(Beginning of Available data)

PR #23, opened 2019-05-30
SREP-1368: Support quotas & exemptions

lisa:
`make all` will render two kinds of `SelectorSyncSet` manifests, 1) the default quotas to be applied and 2) exemptions to them.

Includes hepler awk script in `scripts/jsonify.awk` to handle the json patch fragments in a lightweight way.

Note: This should be merged after https://github.com/openshift/managed-cluster-config/pull/24 as #24 is making significant structural changes, and changes which enable this (notably the object patching). Prior to merging the numerous commits herein should be squashed.

Signed-off-by: Lisa Seelye <lseelye@redhat.com>

PR #74, opened 2019-08-09
added logging quota overrides from the default, and added a specific quota targeting the openshift-logging namespace so that the customer may provision ES with PV's.

mwoodson:


deploy/osd-logging/03-storage-quota.yaml
```diff
@@ -0,0 +1,8 @@
+- apiVersion: v1
+  kind: ResourceQuota
+  metadata:
+    name: logging-storage-quota
+    namespace: openshift-logging
+  spec:
+    hard:
+      requests.storage: "600G"
```
lisa:
```suggestion
      requests.storage: "600Gi"
```

I believe the unit is `Gi`, not `G`?

hack/00-osd-managed-cluster-config.selectorsyncset.yaml.tmpl
```diff
@@ -1062,8 +1062,18 @@ objects:
...
           openshift.io/cluster-logging: 'true'
           openshift.io/cluster-monitoring: 'true'
+    - apiVersion: v1
+      kind: ResourceQuota
+      metadata:
+        name: logging-storage-quota
+        namespace: openshift-logging
+      spec:
+        hard:
+          requests.storage: "600G"
```
lisa:
```suggestion
          requests.storage: "600Gi"
```

Same as before about units.

deploy/osd-logging/01-namespace.yaml
```diff
@@ -3,7 +3,9 @@ kind: Namespace
 metadata:
   name: openshift-logging
   annotations:
-    openshift.io/node-selector: "" 
+    openshift.io/node-selector: ""
   labels:
+    managed.openshift.io/service-lb-quota-exempt: "true"
```
lisa: Does the namespace need to be exempt for load balancers too?

lisa:
/cancel hold

Removing my hold; though I still think we should re-use the framework for managing resource quotas that was added in #23, even though it will require extending it beyond its original intent.

jewzaam:
/hold cancel
@lisa had wrong syntax

deploy/osd-logging/01-namespace.yaml
jewzaam:
```suggestion
```

mwoodson: This is following the pattern of other namespaces having this exemption as well.  I followed that pattern here.

lisa:
> /hold cancel
> @lisa had wrong syntax

Oops. Silly bot, why can't it do what I meant, and not what I told it to do? 😇

PR #78, opened 2019-08-20
Change upgrade script to add capacity to OSD cluster as part of upgrade

jewzaam:
Script no longer uses syncset to patch the cluster.  It adds nodes, upgrades, then tears down nodes.  The script can be cancelled and restarted w/o any issue but needs to be running for everything to complete.

### DIFF
--- a/scripts/cluster-upgrade.sh
+++ b/scripts/cluster-upgrade.sh
@@ -6,6 +6,7 @@ trap "trap - SIGTERM && kill -- -$$" SIGINT SIGTERM EXIT
 
 OCP_VERSION_FROM=$1
 OCP_VERSION_TO=$2
+CLUSTER_NAMES=${@:3}
 
 TMP_DIR=$(mktemp -d)
 if [[ $? -ne 0 ]];
@@ -14,12 +15,15 @@ then
     exit 1
 fi
 
-if [ -z $OCP_VERSION_FROM ];
+if [ -z $CLUSTER_NAMES ];
 then
-    echo "This script can be used to get the status of all managed clusters or to upgrade clusters."
-    echo "usage: $0 status"
-    echo "usage: $0 <from> <to>"
-    echo "  example: $0 4.1.0 4.1.2"
+    echo "This script is used to upgrade clusters from a version to another."
+    echo "Optionally can target a subset of clusters by name."
+    echo "When upgrading all, must specify 'all' for cluster name."
+    echo ""
+    echo "usage: $0 <from> <to> [cluster name1] .. [cluster nameN]"
+    echo "  example: $0 4.1.0 4.1.2 all"
+    echo "  example: $0 4.1.0 4.1.2 nmalik1 nmalik2"
     exit 1
 fi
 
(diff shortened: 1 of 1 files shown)


scripts/cluster-upgrade.sh
```diff
@@ -20,12 +34,140 @@ then
...
+    
+    echo "$(date "+%Y-%m-%d_%H.%M.%S") - $CD_NAME - $STAGE - $MESSAGE"
+}
+
+setup() {
+    CD_NAMESPACE=$1
+    CD_NAME=$2
+
+    # get kubeconfig so we can check status of cluster's nodes (extra capacity)
+    oc -n $CD_NAMESPACE get secrets "${CD_NAME}-admin-kubeconfig" -o jsonpath='{.data.kubeconfig}' | base64 -d > $TMP_DIR/kubeconfig-$CD_NAME
```
clcollins:
```suggestion
    oc -n $CD_NAMESPACE extract secret/"${CD_NAME}-admin-kubeconfig" --keys=kubeconfig --to=-
```

clcollins: Doesn't really change anything but avoids the need to use base64.  Just a suggestion.

scripts/cluster-upgrade.sh
```diff
@@ -73,91 +215,34 @@ then
...
-if [[ $? -ne 0 ]];
-then
-    echo "ERROR: Couldn't create a temporary directory. Aborting."
-    exit 1
-fi
-
-# kick off the upgrades (or status check)
 for CD_NAMESPACE in `oc get clusterdeployment --all-namespaces | awk '{print $1}' | sort | uniq`;
 do  
     for CD_NAME in `oc -n $CD_NAMESPACE get clusterdeployment -o json | jq -r '.items[] | select(.metadata.labels["api.openshift.com/managed"] == "true") | select(.status.installed == true) | select(.status.clusterVersionStatus.history[0].state == "Completed") | .metadata.name'`;
```
clcollins: This would be so much more efficient if it looped through all the cluster deployments in --all-namespaces and selected on the ones desired, then extracted .metadata.namespace along with .metadata.name, but I cannot for the life of me figure out how to get jq to nicely return the namespace and name in a way that can be used with bash.  ¯\_(ツ)_/¯

scripts/cluster-upgrade.sh
```diff
@@ -20,12 +34,140 @@ then
...
+    
+    log $CD_NAME "upgrade" "Checking $CD_NAME..."
+
+    # - do we need to upgrade?
+    OCP_CURRENT_VERSION=$(oc -n $CD_NAMESPACE get clusterdeployment $CD_NAME -o json | jq -r '.status.clusterVersionStatus.history[] | select(.state == "Completed") | .version' | head -n1)
+
+    if [ "$OCP_CURRENT_VERSION" == "$TO" ];
+    then
+        log $CD_NAME "upgrade" "skipping, already on version $TO"
+        teardown $CD_NAMESPACE $CD_NAME
```
clcollins: Is this teardown necessary?  It looks like it's only scaling down any extra replicas that were added as part of this process but that doesn't happen until further down in the upgrade function when setup is called, I think?

scripts/cluster-upgrade.sh
jewzaam: You could get them both but you'd have to parse the result.

```
oc -n $CD_NAMESPACE get clusterdeployment -o json | jq -r '.items[] | select(.metadata.labels["api.openshift.com/managed"] == "true") | select(.status.installed == true) | select(.status.clusterVersionStatus.history[0].state == "Completed") | .metadata.namespace "," .metadata.name'
```

Maybe there's another way but it's not worth spending time on in my opinion.

scripts/cluster-upgrade.sh
jewzaam: It's there to make sure that teardown is done.  If the label on the clusterdeployment isn't there it will not make any changes.

scripts/cluster-upgrade.sh
clcollins: :+1:

PR #79, opened 2019-08-21
Create alert if telemeter-client isn't forwarding data to telemeter server

jewzaam:
https://jira.coreos.com/browse/SREP-1889

SOP is already published.


lisa:
@jewzaam Does the SOP have the same name as the alert (as is the previous pattern)?

jewzaam:
> @jewzaam Does the SOP have the same name as the alert (as is the previous pattern)?

yes

PR #92, opened 2019-09-11
🎨: Refactor vercomp and fix minor :bug:

lisa:
This commit is largely optional, and the byproduct of a 10 minute rabbit
hole while reviewing the upgrade script in detail as part of SDE-170.

If applied, this will force the bin/bash dependency (already present in
the shebang) due to the `<(...)` input redirection.

Technically, this takes advantage of `sort(1)`'s `-v|--version-sort`
feature since it does all the heavy lifting and handles all kinds of
version strings. The interface has not changed at all, just the inner
workings.

Given two versions, `requested` (`1.2.3`) and `default` (`1.2.2`), we
should expect a return value of 1 and when that happens, we know that
when the two versions are sorted among themselves, `default` will come
first and `requested` will come last:

```
1.2.2 <-- default
1.2.3 <-- requested
```

Thus, if we look at the last line of the sort and find that it is the
same as the requested version, we know it's too far ahead of the default
version and should return a 1 to block the operation. If the two
versions are equal, we have a special case where that is allowed, and
thus return 0.

The :bug: fix is this:

When `requested` = `1.2.3-r2` and `default` = `1.2.3-r1`, we can see
that r2 is more recent than r1 and it should be disallowed based on the
previous logic, however, the previous version will return a 0 to allow
the operation. By utilising `sort(1)`, this behaviour, and other oddball
version strings can be caught.

### DIFF
--- a/scripts/cluster-upgrade.sh
+++ b/scripts/cluster-upgrade.sh
@@ -43,15 +43,15 @@ log() {
 }
 
 # Compares two version strings together to determine which is more recent.
-# First parameter is the candidate version
-# Second parameter is the check version.
+# First parameter is the requested version
+# Second parameter is the max allowed version.
 # If the candidate > check, or either version are omitted, return 1. Otherwise return 0
 # Functionally this is used to determine if the requested (candidate) version exceeds the maximum allowed version (check).
 # This relies on Bash (due to input redirection), and sort to do the comparing
 vercomp() {
-    local requested=$1 default=$2 rescheck=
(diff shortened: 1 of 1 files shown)


cblecker:
- Use of "default" and "requested" makes this confusing.
- This method isn't actually doing a "compare", so things like providing two inputs that are the same passes this check

Error checking in bash is extremely difficult. I'm tempted to just re-write this whole thing in go, tbh.

PR #94, opened 2019-09-14
Update oc image for pruning jobs

cblecker:
We were using an old v4.0.0 image tag for these pruning jobs. We should use the updated/patched v4.1 tag.


jewzaam:
/lgtm
need to make sure this is verified in stage on a new cluster before promoting to production

PR #95, opened 2019-09-16
Revert "Update oc image for pruning jobs"

jewzaam:
Reverts openshift/managed-cluster-config#94

It's broken in stage.

And I cannot pull the image locally either.

```bash
$ docker pull quay.io/openshift/origin-cli:v4.1
Error response from daemon: manifest for quay.io/openshift/origin-cli:v4.1 not found: manifest unknown: manifest unknown
```


lisa:
Seems like it should have been `quay.io/openshift/origin-cli:4.1` (an errant `v` before the version)?

PR #98, opened 2019-09-16
Use openshift/cli imagestream for pruner

cblecker:
Had one more look at this, and turns out there is an internal imagestream for the cli:
```
$ oc get imagestream -n openshift cli --output=custom-columns="NAME:.metadata.name,IMAGE REPOSITORY:.status.dockerImageRepository,TAGS:.status.tags[].tag"
NAME   IMAGE REPOSITORY                                                 TAGS
cli    image-registry.openshift-image-registry.svc:5000/openshift/cli   latest
```

Using this is best case, as this ensures the oc version always matches that of the cluster.

/assign @jewzaam @lisa
/hold

### DIFF
--- a/deploy/sre-pruning/110-pruning-builds.CronJob.yaml
+++ b/deploy/sre-pruning/110-pruning-builds.CronJob.yaml
@@ -17,7 +17,7 @@ spec:
           restartPolicy: Never
           containers:
           - name: builds-pruner
-            image: quay.io/openshift/origin-cli:4.1
+            image: image-registry.openshift-image-registry.svc:5000/openshift/cli:latest
             imagePullPolicy: Always
             command:
             - oc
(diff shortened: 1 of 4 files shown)


jewzaam:
@cblecker nice find.  Verified it works on my test cluster.  Only thought is what happens if the cli changes?  It's unlikely but possible.  Might be more possible using this method than pinning to a specific minor version.  Maybe we should look at an e2e test to verify prune functionality?

cblecker:
@jewzaam Couple ways to approach that problem:
- e2e test to verify that this job specifically does what it says it does (a good idea, even if we also do the other, perhaps easier ideas)
- if the syntax for oc changes, I expect that we'd get JobFailed alerts as the container would exit non-zero
- if the oc command somehow still exits 0, we might create a prometheus alert to alert on the fact that there are builds, etc that aren't getting pruned back. That kind of monitoring would cover any possible reason that the pruning isn't working.

All of that said, I think this is still the right move to make as if we stuck with a specific oc version that we knew the cli syntax wouldn't change, we could also have a change in the api behaviours behind the command if the oc version drifts. Given that, I think it's better to stick closely with the cluster version.

jewzaam:
Going to test out if we get alerts for breaking jobs, but that shouldn't hold this PR.
/lgtm

PR #99, opened 2019-09-17
Upgrade script supports variable 'compute' names in clusterdeployment

jewzaam:
It's not the best but it was a quick update.  Right now it's going to assume the compute name is prefixed with "worker".


cblecker:
/lgtm

This is fine for a quick update.

PR #100, opened 2019-09-17
If prune job doesn't start, replace it

cblecker:
When testing the prune cronjob image, I found that if for some reason the prune Job/Pod doesn't actually start (for example, stuck in `ContainerCreating` or `ErrImagePull`), the job will get stuck indefinitely, even if the CronJob spec is later updated to correct it.

Changing the `concurrencyPolicy` to replace, will ensure that if the Job/Pod doesn't start/finish, when the next Job starts in 1 hour, the pod will be replaced.

This also changes the CronJob to run for 2 hours instead of 1, so that if there are problems running the job, alerts will trigger before the Job/Pod is replaced.

/assign @jewzaam @lisa


jewzaam:
/hold
Want to make sure we get an alert when using this if it isn't successful.  Testing this morning, will update in a bit.  Note we get critical alert `KubePodNotReady` for failed jobs with `concurrencyPolicy: Forbid`

jewzaam:
`KubePodNotReady` never goes active because the pod is replaced.  Job is also replaced.  Recommend we create an alert on the cronjob being active for a long time based on `kube_cronjob_status_active{namespace="openshift-sre-pruning"}` before we merge this (or as a part of this PR).

cblecker:
There is a `KubeJobCompletion` alert:
```
alert: KubeJobCompletion
expr: kube_job_spec_completions{job="kube-state-metrics",namespace=~"(openshift-.*|kube-.*|default|logging)"}
  - kube_job_status_succeeded{job="kube-state-metrics",namespace=~"(openshift-.*|kube-.*|default|logging)"}
  > 0
for: 1h
labels:
  severity: warning
annotations:
  message: Job {{ $labels.namespace }}/{{ $labels.job_name }} is taking more than
    one hour to complete.
```

But it won't trigger because we are running the pruner every hour. Perhaps we copy it and set it to a less value? Or perhaps we just prune less often?

jharrington22:
@cblecker @jewzaam Don't we get an alert if a pod/job doesn't start due to ErrImagePull or ContainerCreating?

jewzaam:
@cblecker it's a warning, maybe that's ok.  I prefer critical but if it will get to PD and alert someone it's fine.  But with `Replace` the job is recreated which resets the timer for the alert to fire (for: 1h).  So we might see this alert briefly if timing is just right.

@jharrington22 we will with the current setup, but moving to `Replace` we will not because the job and pod are recreated, resetting the start of the alert.  There is no alert against a long active cronjob.

cblecker:
@jharrington22 We should via the `KubePodNotReady` critical alert, but again, it's an "over an hour" time frame alert.

cblecker:
Perhaps we just increase the cron to only run every 2 hours, and then the default alerts will all work as intended, but we still get the benefits of being able to self-heal the Jobs if the CronJob itself is fixed?

cblecker:
The other way to do it would be to look at how long has it been since the last successful run of the job.

jewzaam:
> Perhaps we just increase the cron to only run every 2 hours, and then the default alerts will all work as intended, but we still get the benefits of being able to self-heal the Jobs if the CronJob itself is fixed?

I see that as a stop-gap solution.  We can't assume any cronjob we create will follow the same pattern.

cblecker:
@jewzaam Can we move to 2 hours for now, and then open a JIRA card to research creating a prometheus metric for "time since last cron job success"? I tried to look into what it would take to create this metric, and it's non-trivial, but looks possible.

jewzaam:
@cblecker proposed update in https://github.com/cblecker/managed-cluster-config/pull/1

PR #106, opened 2019-09-24
Update managed-velero-operator prometheus role

cblecker:
Adds a R/RB for prometheus monitoring of the managed-velero-operator

This was added to the operator in https://github.com/openshift/managed-velero-operator/pull/18


cblecker:
I have tested this on my local staging cluster

PR #107, opened 2019-09-26
SREP-1932: Quote the quota limits

lisa:
With 4.2, it is required to have integers quoted. I have quoted the
storage quota (which is implicitly a string) to be explicit about its
typing.

### DIFF
--- a/hack/00-osd-managed-cluster-config.selectorsyncset.yaml.tmpl
+++ b/hack/00-osd-managed-cluster-config.selectorsyncset.yaml.tmpl
@@ -1192,7 +1192,7 @@ objects:
               operator: DoesNotExist
         quota:
           hard:
-            services.loadbalancers: 2
+            services.loadbalancers: '2'
 - apiVersion: hive.openshift.io/v1alpha1
   kind: SelectorSyncSet
   metadata:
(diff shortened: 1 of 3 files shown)


hack/00-osd-managed-cluster-config.selectorsyncset.yaml.tmpl
```diff
@@ -1192,7 +1192,7 @@ objects:
               operator: DoesNotExist
         quota:
           hard:
-            services.loadbalancers: 2
+            services.loadbalancers: '2'
```
jewzaam:
```suggestion
            services.loadbalancers: "2"
```

For consistency only, double quotes instead of single quotes.

lisa: Very strange. The template has double quotes, so I don't understand why the auto-generated file has single quotes.

lisa: @jewzaam I'm not going to apply your suggestion because in the rendered yaml file each other string has single quotes around it. Elsewhere, in non-generated files, we use double quotes, so it seems we have a difference of opinion compared to Python's YAML libraries.

jewzaam: Ah, fair enough.  Didn't notice it was the generated template. :+1:

PR #110, opened 2019-10-01
Update value of 'custom-kubelet' label to empty string ("")

jewzaam:
Why:
https://jira.coreos.com/browse/SREP-2164
https://bugzilla.redhat.com/show_bug.cgi?id=1755568

Related:
https://bugzilla.redhat.com/show_bug.cgi?id=1757195


deploy/kubelet-config/03-kubelet-config.yaml
```diff
@@ -5,7 +5,7 @@ metadata:
 spec:
   machineConfigPoolSelector:
     matchLabels:
-      managed.openshift.io/custom-kubelet: true
```
lisa: Is this the real meat of the change, with other parts being auto-generated?

jewzaam: Yes, it's the meat of the change. A problem is json representation of boolean causes some problems. The fix is to move away from boolean values, hence update to empty string.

(End of Available data)

- [Exercise brief]:
Look through the data and gather every line with the string "clusterVersionStatus" in it.

- [Answer to the problem]:
     for CD_NAME in `oc -n $CD_NAMESPACE get clusterdeployment -o json | jq -r '.items[] | select(.metadata.labels["api.openshift.com/managed"] == "true") | select(.status.installed == true) | select(.status.clusterVersionStatus.history[0].state == "Completed") | .metadata.name'`;
+    OCP_CURRENT_VERSION=$(oc -n $CD_NAMESPACE get clusterdeployment $CD_NAME -o json | jq -r '.status.clusterVersionStatus.history[] | select(.state == "Completed") | .version' | head -n1)
oc -n $CD_NAMESPACE get clusterdeployment -o json | jq -r '.items[] | select(.metadata.labels["api.openshift.com/managed"] == "true") | select(.status.installed == true) | select(.status.clusterVersionStatus.history[0].state == "Completed") | .metadata.namespace "," .metadata.name'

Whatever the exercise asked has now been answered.